I have been advised by the Central Bank of Ireland that Provision 39 of the Code of Conduct on Mortgage Arrears (CCMA) requires that a regulated entity must explore all of the options for alternative repayment arrangements that are offered by that particular regulated entity. These options may include the types of alternative repayment arrangements outlined in Provision 39 (a) to (l). However, Provision 39 does not oblige a regulated entity to offer particular alternative repayment arrangements to borrowers.
Provision 40 of the CCMA provides that a regulated entity must document its consideration of each option examined under Provision 39 including the reasons why the option(s) offered to the borrower is/are appropriate and sustainable for his/her individual circumstance and why the option(s) considered and not offered to the borrower is/are not appropriate and not sustainable for the borrower’s individual circumstances.
In turn, Provision 42 provides that where an alternative repayment arrangement is offered by a regulated entity, the regulated entity must provide the borrower with prescribed information, including a clear explanation of how the alternative repayment arrangement works and the reasons why the alternative repayment arrangement(s) offered is considered to be appropriate and sustainable for the borrower, including demonstrating, by reference to the borrower’s individual circumstances, the advantages of the offer for the borrower and explaining any disadvantages.
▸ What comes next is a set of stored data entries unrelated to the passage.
PR #3328, opened 2024-04-22
Rewrite installation docs for Zip extension

Girgias:
This is part of #3326, a `<section>` tag needs to be immediately be followed by a `<title>` tag to conform to the DocBook schema.

At the same time, we take the opportunity to rewrite the documentation in such a way that it is easier to remove PHP 7 related docs when the time comes to remove them.

### DIFF
--- a/reference/zip/configure.xml
+++ b/reference/zip/configure.xml
@@ -6,7 +6,7 @@
  <section xml:id="zip.installation.linux">
   <title>Linux systems</title>
   <para>
-   In order to use these functions PHP must be compiled PHP with ZIP support
+   In order to use these functions PHP must be compiled with ZIP support
    by using the <option role="configure">--with-zip</option>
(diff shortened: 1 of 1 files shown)


reference/zip/configure.xml
```diff
@@ -3,42 +3,41 @@
...
-   <para>
-    A <option role="configure">--with-libzip=DIR</option>
-    configure option has been added to use a system libzip installation. libzip
-    version 0.11 is required, with 0.11.2 or later recommended.
-   </para>
-  </section>
+ <section xml:id="zip.installation.linux">
+  <title>Linux systems</title>
+  <para>
+   In order to use these functions PHP must be compiled PHP with ZIP support
```
Girgias, line 9:
```suggestion
   In order to use these functions PHP must be compiled with ZIP support
```

PR #3331, opened 2024-04-22
CLI docs: Remove PHP 5 era changelog and rework markup

Girgias:
To make it compliant with the DocBook schema.

Mark the introduction as not chunked so that the rendering of the manual doesn't just have a ToC: https://www.php.net/manual/en/features.commandline.php

### DIFF
--- a/features/commandline.xml
+++ b/features/commandline.xml
@@ -5,7 +5,7 @@
  <titleabbrev>Command line usage</titleabbrev>
  
  <!--Introduction: {{{-->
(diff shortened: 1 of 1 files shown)


kamil-tekiela (approved):

mmalferov:
Have you seen how `simplelist` is [rendered](https://www.php.net/manual/en/features.commandline.webserver.php)? I just wanted to make sure that the problem is known.

Screenshot 2024-04-24 152248

PR #3332, opened 2024-04-22
Add file modification history file

haszi:
Add file modification history file that contains the last modification date/time and the list of contributors for every file, and is used for [this feature](https://github.com/php/web-php/pull/977). The file also contains the commit hash of the last commit this file is based on.

This file was generated with [this script](https://gist.github.com/haszi/5284d2f2d61157dc65d5c47737f6fb28) but one contributor's name had to be changed as it contained a double quote which was manually replaced by `\"`.

*Edit:*
I replaced the escaped double-quotes (`\"`) with its HTML entity equivalent (`&qout;`) as this is easier to work with in the update script and needs no special handling later.


haszi:
I'm closing this since if these "history files" will ever be used in practice, they will not be part of the language repos so that the commit histories aren't polluted by their being updated constantly.

PR #3340, opened 2024-04-23
Document --with-ftp-ssl and --with-mysqlnd-ssl configure options

petk:
Added to php-src 8.4 via https://github.com/php/php-src/pull/14028

### DIFF
--- a/reference/ftp/configure.xml
+++ b/reference/ftp/configure.xml
@@ -8,9 +8,45 @@
   installing PHP.
  </para>
  <para>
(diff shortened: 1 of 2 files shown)


cmb69:
Maybe add that these are only for non Windows platforms.

kamil-tekiela (approved):

petk:
> Maybe add that these are only for non Windows platforms.

Added the word "Autotools" in there.

jimwins:
Thanks!

PR #3347, opened 2024-04-25
Update curl-exec.xml

php4fan:
Fixed an error in the description of the return value of curl_exec()

### DIFF
--- a/reference/curl/functions/curl-exec.xml
+++ b/reference/curl/functions/curl-exec.xml
@@ -34,7 +34,7 @@
   &reftitle.returnvalues;
   <para>
    &return.success; However, if the <constant>CURLOPT_RETURNTRANSFER</constant>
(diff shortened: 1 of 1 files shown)


mmalferov:
It seems to me that there is a reason why this commit has stalled. The constant [CURLOPT_FILE](https://www.php.net/manual/en/curl.constants.php#constant.curlopt-file) is deprecated as of cURL 7.9.7. We should probably use the [CURLOPT_WRITEFUNCTION](https://www.php.net/manual/en/curl.constants.php#constant.curlopt-writefunction) option instead ;-) Therefore, there is no need to mention the `CURLOPT_FILE` option in the documentation

jordikroon:
I am closing this issue as it's a minor change and needs a rebase regardless.. If you wish to pursue the suggested change, please open a new PR.

PR #3351, opened 2024-04-26
Fix incorrect reference to non-existent parameter in yaml_parse_file

davidburstrom:
It seems like a copy-paste from `yaml_parse`.


Girgias (approved):

davidburstrom:
NP!

PR #3360, opened 2024-04-30
pdo_cubrid/reference.xml: fix typo

mmalferov:


reference/pdo_cubrid/reference.xml
```diff
@@ -287,7 +287,7 @@ var_Dump($ret);
     &reftitle.notes;
     <note>
      <para>
-      When you estalish the connection to CUBRID, you should give username and
+      When you establish the connection to CUBRID, you should give username and
       password except DSN.
```
Girgias, line 291: I'm actually not sure what this note is attempting to say

cmb69: Frankly, I wouldn't worry about the wording, since that extension appears to be totally unmaintained (or whatever is going on there). https://pecl.php.net/package/CUBRID has it's latest release from 2017, but "browse source" refers to the old PHP SVN server, where the latest commit was "Tagging the 9.1.0.0001 release". I have no idea where the source code is developed now; the linked homepage http://www.cubrid.org/php_api_for_cubrid is 404.

Girgias: Is the "normal" CUBRID extension still maintained? If not we probably should remove it after the next archiving batch.

cmb69: Maybe @kadishmal can clarify?

kamil-tekiela: Should we drop the docs then?

cmb69: I found binaries and sources on https://www.cubrid.org/downloads (click PHP and/or PDO tab). These appear to be more recent than the PECL releases (although apparently they don't offer PHP 8 versions, yet). So I conclude that the PECL package has been abandoned (for whatever reason). As such, it may make sense to clarify that on PECL, and to also remove the documentation. But that should likely be discussed on the respective mailing list.

DanielEScherzer: While we can have that discussion separately, this is very clearly a typo that we can fix

DanielEScherzer (approved):

jordikroon:
@mmalferov Could you rebase this? Once done this can be merged. As Daniel mentioned. The discussion to drop this extension completely can be done separately and should not block these type of PRs imho.

PR #3362, opened 2024-05-01
Document overloads of XMLReader::open and ::XML

nielsdos:
Since these aren't deprecated or anything, I think we should document what exists now.


Girgias:
@kocsismate do we have a specific markup for such methods or not?

nielsdos:
FWIW, I just used the same markup that FFI::cdef used before the overload was yeeted out of that doc.

kocsismate:
I think this is fine syntax-wise, although the flip side is that we won't be able to synchronize this page with the stub from now on.

PR #3364, opened 2024-05-02
Add note for connecting to IBM i Db2 locally

jbh:
It took me over a week and contacting my good friend, @kadler, to finally figure out why my local connection kept failing. Sure, one could just pass the database name and not a DSN when using these functions locally, but frameworks like Doctrine force pass a DSN, and it's not optional. (See [IBMDB2/Driver.php](https://github.com/doctrine/dbal/blob/4.0.x/src/Driver/IBMDB2/Driver.php) and [IBMDB2/DataSourceName.php](https://github.com/doctrine/dbal/blob/4.0.x/src/Driver/IBMDB2/DataSourceName.php)).

After a lot of digging, it turns out that locally on IBM i, the connection string accepts only DSN, UID, and PWD. Using the string in the docs and the string that Doctrine builds from configurations does not work locally on IBM i. I plan to update their docs as well, but I believe this should be reflected in PHP's docs first.


Girgias:
@NattyNarwhal could you review this?

NattyNarwhal:
Is there IBM documentation we can cite here? Keep in mind with local connections can be a bit weird (i.e. running SQL/CLI in-job).

IIRC, the DSN should correspond to the relational database entries that you can modify with [`WRKRDBDIRE`](https://www.ibm.com/docs/en/i/7.4?topic=ssw_ibm_i_74/cl/wrkrdbdire.html).

jbh:
Sure, there is. When using `db2_connect` locally with a connection string instead of an explicit database name, it uses SQLDriverConnect. See [SQLDriverConnect's Usage](https://www.ibm.com/docs/en/i/7.4?topic=functions-sqldriverconnect-connect-data-source#rzadpfndvcon__title__5) docs, where it names the parameters as DSN (not DATABASE), UID, and PWD.

Furthermore, it's quite easy to test. On an IBM i:

```php
<?php

// Fails
db2_connect('DATABASE=dbname;HOSTNAME=localhost;UID=user;PWD=password', '', '');

// Succeeds
db2_connect('DSN=dbname;UID=user;PWD=password', '', '');
```

jbh:
Further details from Kevin, explaining how the two different parameter formats map and behave.

SQLConnect takes separate parameters for the DSN, user name, and password. This is what db2_connect('database', 'user', 'password') maps to.

The alternative is to use SQLDriverConnect which takes a single input parameter which is a connection string with semicolon-separated options. In this option there is no separate username/password fields so you must pass those (if applicable) in the UID/PWD options in the connection string. This is what you get when you use the db2_connect('DSN=dsn;UID=user;PWD=password;', '', '') syntax.

reference/ibm_db2/functions/db2-connect.xml
```diff
@@ -40,6 +40,14 @@
        <parameter>database</parameter> represents a complete connection
        string in the following format:
        <literallayout>DATABASE=<parameter>database</parameter>;HOSTNAME=<parameter>hostname</parameter>;PORT=<parameter>port</parameter>;PROTOCOL=TCPIP;UID=<parameter>username</parameter>;PWD=<parameter>password</parameter>;</literallayout>
+       <note>
+        <para>
+         The above format only works when connecting to IBM i Db2 remotely.
```
NattyNarwhal, line 45: I feel like there's a better way to phrase this. It should probably begin with the minimal set that's available on i, link documentation, then show the LUW(/z?) only options below those. Or mention about that those are only for LUW, and have separate paragraphs/bullets for each platform's supported options>

reference/ibm_db2/functions/db2-pconnect.xml
```diff
@@ -53,7 +53,67 @@
...
+       represents the database alias in the DB2 client catalog.
+      </para>
+      <para>
+       For an uncataloged connection to a database,
+       <parameter>database</parameter> represents a complete connection
+       string in the following format:
+       <literallayout>DATABASE=<parameter>database</parameter>;HOSTNAME=<parameter>hostname</parameter>;PORT=<parameter>port</parameter>;PROTOCOL=TCPIP;UID=<parameter>username</parameter>;PWD=<parameter>password</parameter>;</literallayout>
+       <note>
+        <para>
+         The above format only works when connecting to IBM i Db2 remotely.
```
NattyNarwhal, line 66: same for this block

NattyNarwhal (changes requested):
Sorry for late review, but I think there might be a better way to say this. See comments.

reference/ibm_db2/functions/db2-connect.xml
jbh: I agree about linking the docs, but do we really want to have the (what most would see as) edge case first? I feel like IBM i is the caveat here, not the other way around. Duplicating the paragraphs and bullets seems like overkill as well. Let me know what you think.

jbh: Friendly poke to keep this moving.

Could change the language to be more simple and not reference "the above format":

IBM i machines locally use [SQLDriverConnect](https://www.ibm.com/docs/en/i/7.4?topic=functions-sqldriverconnect-connect-data-source#rzadpfndvcon__title__5) which only accepts options DSN, UID, and PWD., like so:
         DSN=database;UID=username;PWD=password;

jbh:
Links added. @NattyNarwhal

NattyNarwhal (approved):
I think this is fine. I'll try to have someone else look at it, but I'm not sure if there's any better way to phrase this.

PR #4420, opened 2025-01-28
Missing function and method definitions in Example #1 for register_tick_function()

UsingSession:
The example for [register_tick_function()](https://www.php.net/manual/en/function.register-tick-function.php) is incomplete. It is missing the definitions for the callback function my_function and the class method my_method.

Additionally, due to the missing definitions, the "Sandbox Example" code provided on the PHP documentation page cannot be run directly, making it difficult for users to test or understand the functionality.

Missing function and method definitions in Example #1 for register_tick_function()

### DIFF
--- a/reference/funchand/functions/register-tick-function.xml
+++ b/reference/funchand/functions/register-tick-function.xml
@@ -59,13 +59,11 @@
 <?php
 declare(ticks=1);
 
-// Callback function
-function my_function($param) {
+function my_tick_function($param) {
     echo "Tick callback function called with param: $param\n";
 }
 
-// using a function as the callback
-register_tick_function('my_function', true);
+register_tick_function('my_tick_function', true);
 ?>
 ]]>
     </programlisting>
--- a/reference/funchand/functions/register-tick-function.xml
+++ b/reference/funchand/functions/register-tick-function.xml
@@ -64,19 +64,8 @@ function my_function($param) {
     echo "Tick callback function called with param: $param\n";
 }
 
-// Class with a method
-class my_class {
-    public function my_method($param) {
-        echo "Tick callback method called with param: $param\n";
-    }
-}
-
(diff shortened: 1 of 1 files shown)


Girgias:
I think the whole example should probably reworked at the same time, I don't really see the point in showcasing the different ways to pass a callable as that would also require examples with closures.

But yes, many examples cannot be executed as the WASM runner is new and many examples predate it by years/decades.

UsingSession:
@Girgias 
I agree that the entire example can be reviewed and improved.

My main idea was to make the current code functional without major changes.

I accidentally came across this function on Stack Overflow and decided to learn more on the documentation site. Seeing the possibility to run the code, I decided to test it, but encountered an error, so ... yeah🙂

Girgias:
The ability to run code is only a recent feature to the website and many example do not work.

I would prefer to remove the various ways to set a callable (as that is general PHP behaviour rather than a register tick one) and just have a single function, which is removing code from the example to make it functional.

UsingSession:
@Girgias

Sorry, but I did a mistake. I accidentally did a merge. Should I create a new PR?

Girgias:
I don't see the mistake? The PR seems fine.

reference/funchand/functions/register-tick-function.xml
```diff
@@ -59,12 +59,13 @@
 <?php
 declare(ticks=1);
 
+// Callback function
+function my_function($param) {
+    echo "Tick callback function called with param: $param\n";
+}
+
 // using a function as the callback
 register_tick_function('my_function', true);
```
Girgias, line 68:
```suggestion
function my_tick_function($param) {
    echo "Tick callback function called with param: $param\n";
}

register_tick_function('my_tick_function', true);
```

Girgias:
Thank you!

Provision 45 provides that if a regulated entity does not offer a borrower an alternative repayment arrangement, for example where it is concluded that the mortgage is not sustainable and an alternative repayment arrangement is unlikely to be appropriate, the regulated entity must provide the reasons on a durable medium to the borrower and advise the borrow of the other options available to them, the borrowers right to appeal the decision to the regulated entity’s Appeals Board and that the protections of the MARP no longer apply.